Using Zic1-Cre and LepR-Cre to conditionally delete Scf, we found a near-complete loss of bone marrow SCF level in LepR-Cre mice, while Zic1-Cre mice showed a significant ~2.9-fold reduction in vertebrae SCF (1.9 pg vs 0.66 pg/vertebrae, p=0.011). Deletion of SCF with LepR-Cre caused widespread hematopoietic defects, including reduced long-term HSC (2.9x10³ vs 1.8x10³ per femur, p=0.017; 2.1x10³ vs 1.4x10³ per lumbar vertebra, p=0.3) and erythroid progenitors (CFU-E) (18.3x10⁴ vs 4.9x10⁴ per femur, p<0.0001; 11.8x10⁴ vs 3.3x10⁴ per lumbar vertebra, p<0.0001). In contrast, Zic1-Cre-mediated SCF deletion led to a localized ~ 60% reduction in CFU-E (8.3x10⁴ vs 3.4x10⁴ per lumbar vertebra, p=0.007) in the vertebrae, with minimal impact on HSCs. Surprisingly, both Cre models showed ~40% fewer mature neutrophils, despite unchanged granulocyte progenitor (GP) counts. The numbers and functions of other myeloid progenitors were unaffected, but colony assay revealed impaired GP function in Scf-deleted mice (Ctrl=252 vs LepR-cre=130 vs Zic1-cre=158/1000 cells, p=0.017, p=0.047), indicating differential requirements of SCF levels in HSC and committed progenitors and identifying SCF as a novel regulator of terminal granulopoiesis. Confocal imaging showed that although SCF was exclusively depleted in the Zic1-Cre dorsal vertebrae, CFU-E and neutrophils remained evenly distributed across vertebral segments. This spatial uncoupling between SCF source and cellular localization demonstrates that LepR⁺-cell-derived SCF acts over long distances within the marrow to support erythroid and granulocytic differentiation.

We then conditionally deleted CXCL12 in dorsal vertebral stromal cells by generating Zic1-CreΔCxcl12 mice.
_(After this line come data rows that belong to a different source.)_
PR #370, opened 2021-06-18
Dynamic linked cli

tDwtp:
Dynamically link cli, so expanding by a native library is easier. 
Linking against an EXE is annoying to do. Static linking will introduce versioning problems, when the native-library was compiled from another version. nasty (security-related) bugs can occur. Neither are "good" solutions.

Explanation of `gravity_common.h`: there are multiple files using `GRAVITY_API` instead of defining it in multiple files or loading all of `gravity_value.h` i centralized it to this one header. If something is used header wide, it should be placed here
Also i might change `gravity_config.h` later down the line to have a better overview of the configs similar to Lua.

I expose as much API as possible in order to be more attractive to developers. Especially as most are used by Gravity itself.
Exposing headers in a seperate directory (`include`) could be helpful.


tDwtp:
to much exposure. Not wanted by Owner.

PR #374, opened 2021-06-21
Rework cli

tDwtp:
Please note: I had to export (or hide) certain symbols:
- `gravity_json.h` (required) these are used mutliple times inside different exposed functions, some even beeing essential.
- `gravity_utils.h` (optional and handy) these are really handy for expanding gravity and are simple to understand.
- `gravity_debug.h` (optional) for (custom/gravity-specific) editors these symbols will come in handy ~~
- `gravity_compiler.h#gravity_compiler_ast` I dont think you wanted me to export *that* much, this would require `gravity_token.h` and `gravity_node.h` to be (maybe) *mostly* exposed to make any sense of it. Subsequently there would be more headers. I chose to hide it, as it is not used anywhere.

In agreement with previous studies showing that most of the BM CXCL12 is produced by the endothelium we found minimal reductions in CXCL12 in the BM extracellular fluid. However, Zic1-CreΔCxcl12 mice displayed a 1.4-fold increase in late erythroblasts in the vertebra (6.7x10⁶ vs 9.6x10⁶ per lumbar vertebra, p=0.0314), while early erythroblasts showed a non-significant rise. CFU-Es, reticulocytes and red blood cells (RBC) remained unchanged. In LepR-CreΔCxcl12 mice, we found a 40% increase in erythroid cells from CFU-Es to reticulocytes. Confocal analyses of Zic1-CreΔCxcl12 mice showed that late erythroblasts increased -exclusively- in the dorsal vertebrae. These results indicate that stromal-derived CXCL12 inhibits terminal erythropoiesis by acting on proximal -but not distal- cells.

Together, these results reveal that LepR⁺ stromal cells regulate hematopoiesis by acting on both proximal and distal cells depending on the cytokine and cell lineage examined. They also reveal exquisite sensitivity of different lineages to SCF and CXCL12; and demonstrate that LepR⁺-cell-derived SCF is a novel positive regulator of granulopoiesis while LepR⁺-cell-derived CXCL12 negatively regulates erythropoiesis. The Zic1-Cre model provides a powerful platform for dissecting spatially restricted niche functions and reveals unexpected complexity in the regulation of hematopoiesis by bone marrow stromal cells.